Abstract
Chromatin immunoprecipitation followed by massively parallel sequencing (ChIP-seq) is rapidly enabling the comprehensive characterization of genome-wide transcription factor-binding sites, thus defining the cistrome (cis-acting DNA targets of a trans-acting factor). Estrogen receptor (ER) ChIP-seq studies have been performed mainly in cell lines, but Ross-Innes and colleagues have now completed the first such study in clinical breast cancer samples. The study aimed at determining the dynamics of ER binding and differences between more and less aggressive primary breast tumors and metastases. The authors found that ER bound to DNA in both aggressive and drug-resistant tumors but to different sites and with different affinities. Given previous findings from cell lines, FoxA1 appears to play a critical role in this reprogramming of ER binding.
Background
Patients with breast cancer that express estrogen receptor-alpha (ERα+) are candidates for endocrine therapies. Although endocrine therapies are among the most successful targeted therapies in oncology, a significant subset of ER+ breast cancers have become resistant to them. The activation of growth factor receptor (GFR) pathways has been identified as a possible culprit, and although ER is rarely mutated in endocrine-resistant tumors, it can be aberrantly activated by GFR signaling in a ligand-independent manner [1].

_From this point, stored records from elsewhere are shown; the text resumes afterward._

PR #6263, opened 2025-09-01
Change OIDC dummy identifier

Timshel:
The main use of the fake identifier is to return a value in `Organizations::get_auto_enroll_status` to allow bypassing the screen which would otherwise ask for one.

Though that the current value was a bit too simple and run the risk of someone creating an Organization with the same name.

### DIFF
--- a/docker/DockerSettings.yaml
+++ b/docker/DockerSettings.yaml
@@ -1,6 +1,6 @@
 ---
-vault_version: "v2025.8.0"
-vault_image_digest: "sha256:41c2b51c87882248f405d5a0ab37210d2672a312ec5d4f3b9afcdbbe8eb9d57d"
+vault_version: "v2025.9.1"
+vault_image_digest: "sha256:15a126ca967cd2efc4c9625fec49f0b972a3f7d7d81d7770bb0a2502d5e4b8a4"
 # Cross Compile Docker Helper Scripts v1.6.1
 # We use the linux/amd64 platform shell scripts since there is no difference between the different platform scripts
 # https://github.com/tonistiigi/xx | https://hub.docker.com/r/tonistiigi/xx/tags
--- a/docker/Dockerfile.alpine
+++ b/docker/Dockerfile.alpine
@@ -19,15 +19,15 @@
 # - From https://hub.docker.com/r/vaultwarden/web-vault/tags,
 #   click the tag name to view the digest of the image it currently points to.
 # - From the command line:
-#     $ docker pull docker.io/vaultwarden/web-vault:v2025.8.0
-#     $ docker image inspect --format "{{.RepoDigests}}" docker.io/vaultwarden/web-vault:v2025.8.0
-#     [docker.io/vaultwarden/web-vault@sha256:41c2b51c87882248f405d5a0ab37210d2672a312ec5d4f3b9afcdbbe8eb9d57d]
+#     $ docker pull docker.io/vaultwarden/web-vault:v2025.9.1
+#     $ docker image inspect --format "{{.RepoDigests}}" docker.io/vaultwarden/web-vault:v2025.9.1
+#     [docker.io/vaultwarden/web-vault@sha256:15a126ca967cd2efc4c9625fec49f0b972a3f7d7d81d7770bb0a2502d5e4b8a4]
 #
 # - Conversely, to get the tag name from the digest:
-#     $ docker image inspect --format "{{.RepoTags}}" docker.io/vaultwarden/web-vault@sha256:41c2b51c87882248f405d5a0ab37210d2672a312ec5d4f3b9afcdbbe8eb9d57d
-#     [docker.io/vaultwarden/web-vault:v2025.8.0]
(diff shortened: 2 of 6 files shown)


src/sso.rs
```diff
@@ -19,7 +19,7 @@ use crate::{
     CONFIG,
 };
 
-pub static FAKE_IDENTIFIER: &str = "Vaultwarden";
+pub static FAKE_IDENTIFIER: &str = "DUMMY_IDENTIFIER_FOR_OIDC";
```
tessus:
```suggestion
pub static FAKE_IDENTIFIER: &str = "VW_DUMMY_IDENTIFIER_FOR_OIDC";
```

I know it is not necessary, but I usually like to use project specific namespaces for stuff like that. But if you are that concerned, a uuidv4 should also do it. ;-)

Timshel: I added the prefix, I prefer something which make it clear that it's a dummy value as opposed to a more opaque uuid.

stefan0xC:
I think this should be fine. But while looking at where this fake identifier is used I noticed that this comment 
https://github.com/dani-garcia/vaultwarden/blob/a2ad1dc7c3d28834749d4b14206838d795236c27/src/api/core/organizations.rs#L342 is misleading because that function does not exist. Could you change `get_org_domain_sso_details` to `get_org_domain_sso_verified` (or rename the function)? At least I think that this function is meant:
https://github.com/dani-garcia/vaultwarden/blob/a2ad1dc7c3d28834749d4b14206838d795236c27/src/api/core/organizations.rs#L974

stefan0xC:
Also I think that the usage of `Organization::find_by_name` (if it's not the fake identifier) https://github.com/dani-garcia/vaultwarden/blob/a2ad1dc7c3d28834749d4b14206838d795236c27/src/api/core/accounts.rs#L369-L370 and https://github.com/dani-garcia/vaultwarden/blob/a2ad1dc7c3d28834749d4b14206838d795236c27/src/api/core/organizations.rs#L346-L353 seems a bit flaky to me, because there is no guarantee that the set name of an organization is unique or the first result is the correct organization.
https://github.com/dani-garcia/vaultwarden/blob/a2ad1dc7c3d28834749d4b14206838d795236c27/src/db/models/organization.rs#L395-L402

So this should probably also be improved? Bitwarden allows to set a [unique identifier for SSO](https://bitwarden.com/help/configure-sso-oidc/) - so maybe we should do something similar instead? (I mean if we only support one organization for SSO, maybe it would be better to let users create an organization before configuring SSO and have them set the UUID of that organization explicitly so that it can be used as an unique identifier?)

edit: and if no organization is needed than the code should be changed as well to reflect that, so that no organization is returned? (I'm not actually sure how this is/was intended.)

Timshel:
> I mean if we only support one organization for SSO

The SSO config is global so no organization is required. Since some flow require it the dummy value is used as a fallback.

> if no organization is needed than the code should be changed as well to reflect that, so that no organization is returned

While not needed if an Organization associated with the user is found I believe it's better to return it since then it's own org policy can be used (password strength ...).

> seems a bit flaky to me, because there is no guarantee that the set name of an organization is unique

I agree, but at the same time having users set a value for each org is a pain. \
You mention the `uuid` I think it should work since with the current `web-vault` the value should never be displayed (I believe it was not the case at some time and why I decided to go with the name).

stefan0xC:
> While not needed if an Organization associated with the user is found I believe it's better to return it since then it's own org policy can be used (password strength ...).

That's what I don't get because this could introduce unwanted side effects (if it's possible that for users in multiple organizations different organizations could be returned), I'd rather we have an organization required or to never return an organization to eliminate any issues regarding that. (If you can't join multiple organizations when using SSO then consider my point moot of course.)

> having users set a value for each org is a pain

I understand. My idea would be to have the admin user create an organization and to use the UUID of that organization (also instead of the dummy identifier), so it's properly defined which organization is responsible for policies etc. I don't think the user should then ever have to enter that value (until we add proper support for multiple organizations and setting an unique identifier for each organization). But yeah, I have no idea if this makes sense in practice.

Timshel:
> if it's possible that for users in multiple organizations different organizations could be returned

That's kind of the point of [get_org_domain_sso_verified](https://github.com/dani-garcia/vaultwarden/blob/main/src/api/core/organizations.rs#L977) which return all the organization from a user. 
At the moment it appears to use only the first one, but it's not something I can change.

> I'd rather we have an organization required

The feature was added with the goal of not to having this requirement.


> My idea would be to have the admin user create an organization and to use the UUID of that organization

This would then need to be done for all Organization (And depending on the setup all users can create Orgs).


I believe some improvement could be done to order of the orgs returned in `get_org_domain_sso_verified` but outside of it, when multiple org policy might conflict it's probably better to do something like a merge as is done for the [master_password_policy](https://github.com/dani-garcia/vaultwarden/blob/a2ad1dc7c3d28834749d4b14206838d795236c27/src/api/mod.rs#L89).

PR #153, opened 2024-02-28
Dependabot/update dagger

AtomicFS:
Just to be save, I have merged #151 and #152 into single PR and temporarily enabled Dagger builds to actually test the changes.

Dagger changed from 0.9.11 to 0.10.0, wanted to test the changes just to be on save side, because I have some issues on my local machine. Probably caused by obsolete [dagger package in Arch Linux](https://archlinux.org/packages/extra/x86_64/dagger/) (I flagged it as out-of-date).

### DIFF
--- a/.dagger-ci/daggerci/requirements.txt
+++ b/.dagger-ci/daggerci/requirements.txt
@@ -1,5 +1,5 @@
 anyio~=4.3
-dagger-io~=0.9
+dagger-io~=0.10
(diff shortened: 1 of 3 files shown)


MDr164:
Looks like they only adding things in 0.10 and didn't change any existing functions that we use. So should be fine to merge.

MDr164 (approved):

Over the last few years, the application of chromatin immunoprecipitation (ChIP) coupled with massively parallel sequencing (ChIP-seq) enabled the identification of the ER cistrome in breast cancer cells [2]. By showing the following, the results brought an end to the dogma that ER binds primarily to the proximal promoters: (a) ER frequently binds distal enhancers [3], (b) the forkhead protein FoxA1 is necessary for ER-chromatin interactions [3-6], and (c) activation of GFR signaling results in the redirection of ER binding [7]. However, all previous studies, though highly informative, were performed in cell lines (primarily MCF-7 cells). Obtaining ChIP-seq results from primary breast tumors was the next step that everyone was eagerly awaiting.
The article
Ross-Innes and colleagues [8] analyzed ER ChIP-seq data from 15 ER+ tumors (eight with a good prognosis and seven with a poor prognosis) and three distant metastases. The authors found a core set of 484 ER-binding events present in at least 75% of all ER+ tumors (but not in the ER− controls). Intriguingly, ER-binding signal intensity was highest in metastatic samples and lowest in patients with good outcomes, suggesting that binding intensity may correspond to disease progression. Differential binding analysis found 1,192 ER-binding events that were stronger in the poor prognosis/metastasis group in comparison with the good outcome samples and found 599 binding events more prevalent in the good outcome tumors. Motif analysis revealed the presence of estrogen response element (ERE) sites in all three groups but a unique enrichment of FoxA1 sites in the poor prognosis/metastatic tumors. An important finding was that ER still bound DNA in tumors resistant to hormonal therapies but was recruited to novel sites in the genome. These sites are functionally and biologically relevant since a gene expression predictor based on genes within a 20-kb window of the binding sites was associated with survival in ER+ data sets.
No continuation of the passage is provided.